Exercise goal: Which lines in the records below contain the word "scraping"? Copy each one out.

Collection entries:
=== Begin Enclosure ===
PR #1039, opened 2019-02-20
Bledsoe County TN Scraper

jdulotr:
Hi there, This is my third try for scraping. In this one, the webpage given in the trix is leading to a money transfer page to inmates and thus the only information can be scraped is the inmate name. 
Please let me know if it's fine with only inmate names.


recidiviz/ingest/scrape/regions/us_tn_giles/us_tn_giles_scraper.py
```diff
@@ -0,0 +1,67 @@
...
+from recidiviz.common.constants.enum_overrides import EnumOverrides
+from recidiviz.ingest.scrape.vendors.jailtracker.jailtracker_scraper import \
+    JailTrackerScraper
+from recidiviz.common.constants.bond import BondType
+from recidiviz.ingest.scrape.task_params import ScrapedData, Task
+from recidiviz.ingest.models.ingest_info import IngestInfo, Person
+from recidiviz.ingest.scrape import scraper_utils
+
+
+class UsTnGilesScraper(JailTrackerScraper):
```
jamwalla: Looks like this is from #1026, so we'll be sure to merge that in before this one.

recidiviz/tests/ingest/scrape/regions/us_tn_bledsoe/us_tn_bledsoe_scraper_test.py
```diff
@@ -0,0 +1,62 @@
...
+        task = Task(
+            task_type=constants.TaskType.GET_MORE_TASKS,
+            endpoint=None,
+        )
+        expected_result = []
+
+        self.validate_and_return_get_more_tasks(content, task, expected_result)
+
+
+    def test_populate_data(self):
```
jamwalla: The goal here is to add a fixture HTML file in your test directory, containing an anonymized example of what the roster could look like. The test should call `validate_and_return_populate_data` with the sample page and the ingest info we expect as a result. You didn't have to do this for some of the other scrapers because the vendors already have test implementations that the child scrapers call.

See [Unit Tests](https://github.com/Recidiviz/recidiviz-data/tree/master/recidiviz/tools/scraper_template#unit-tests) from the scraper_template readme or look to the other scrapers for examples.

recidiviz/tests/ingest/scrape/regions/us_tn_bledsoe/us_tn_bledsoe_scraper_test.py
```diff
@@ -0,0 +1,62 @@
...
+
+class TestUsTnBledsoeScraper(BaseScraperTest, unittest.TestCase):
+
+    def _init_scraper_and_yaml(self):
+        # The scraper to be tested. Required.
+        self.scraper = UsTnBledsoeScraper()
+        # The path to the yaml mapping. Optional.
+        self.yaml = None
+
+    def test_get_more_tasks(self):
```
jamwalla: I think we could safely leave this off, since get_more_tasks shouldn't be called.

recidiviz/ingest/scrape/regions/us_tn_bledsoe/us_tn_bledsoe_scraper.py
```diff
@@ -0,0 +1,47 @@
...
+                      ingest_info: IngestInfo) -> Optional[ScrapedData]:
+        names = content.xpath('//*[@class="inmate_name"]')
+
+        for name in names:
+            ingest_info.create_person(full_name=name.text)
+
+        return ScrapedData(ingest_info=ingest_info, persist=True)
+
+    def get_more_tasks(self, content, task: Task) -> List[Task]:
+        return []
```
jamwalla: does `pass` work here? I wonder if this shouldn't be abstract!

recidiviz/ingest/scrape/regions/us_tn_bledsoe/manifest.yaml
```diff
@@ -0,0 +1,5 @@
+agency_name: Bledsoe County Sheriff's Department
+agency_type: jail
+base_url: https://www.tbejail.com/inmate_deposit.php?jail_id=5&inmate_letter=
```
jamwalla: Interesting, there are a bunch of jails at the base url, so this is sort of like a 'vendor'. You don't have to do it in this PR, but we should pull the scraping logic out into a `TbeJailScraper` or something!

recidiviz/ingest/scrape/regions/us_tn_bledsoe/us_tn_bledsoe_scraper.py
```diff
@@ -0,0 +1,47 @@
...
+
+
+class UsTnBledsoeScraper(BaseScraper):
+    """Scraper implementation for us_tn_bledsoe."""
+    def __init__(self):
+        super(UsTnBledsoeScraper, self).__init__('us_tn_bledsoe')
+
+    def populate_data(self, content, task: Task,
+                      ingest_info: IngestInfo) -> Optional[ScrapedData]:
+        names = content.xpath('//*[@class="inmate_name"]')
```
jamwalla: Can you scrape the 'Inmate ID's as well? It's true that we don't need names *and* person_ids, but might as well store both in case we are later able to avoid storing these names at all.

jdulotr: Thanks for the suggestion! In this case, is it OK if I store it in the field external_id, or should I create another field?

recidiviz/tests/ingest/scrape/regions/us_tn_bledsoe/us_tn_bledsoe_scraper_test.py
jdulotr: I added a fixture from first two people on the html page.

recidiviz/tests/ingest/scrape/regions/us_tn_bledsoe/fixtures/report.html
```diff
@@ -0,0 +1,170 @@
...
+						<table class='datagrid1'>
+							<thead>
+								<th>Last Name, First Name - Middle Name</th>
+								<th>Last Name, First Name - Middle Name</th>
+							</thead>
+							<tbody>
+								<tr>
+									<td id='inmate_id_33821'style='font-size:18px;font-weight:bold;height:30px'>
+										<span class='inmate_name'>
+											BANKS,
```
jamwalla: can you change this name and the one below? Either use `PERSON ONE` or make up a name like `BART SIMPSON`

jamwalla:
Merging this with an issue filed to vendor-ize this later. Thanks for this!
=== End Enclosure ===
Output for this task:
Hi there, This is my third try for scraping. In this one, the webpage given in the trix is leading to a money transfer page to inmates and thus the only information can be scraped is the inmate name. 
jamwalla: Interesting, there are a bunch of jails at the base url, so this is sort of like a 'vendor'. You don't have to do it in this PR, but we should pull the scraping logic out into a `TbeJailScraper` or something!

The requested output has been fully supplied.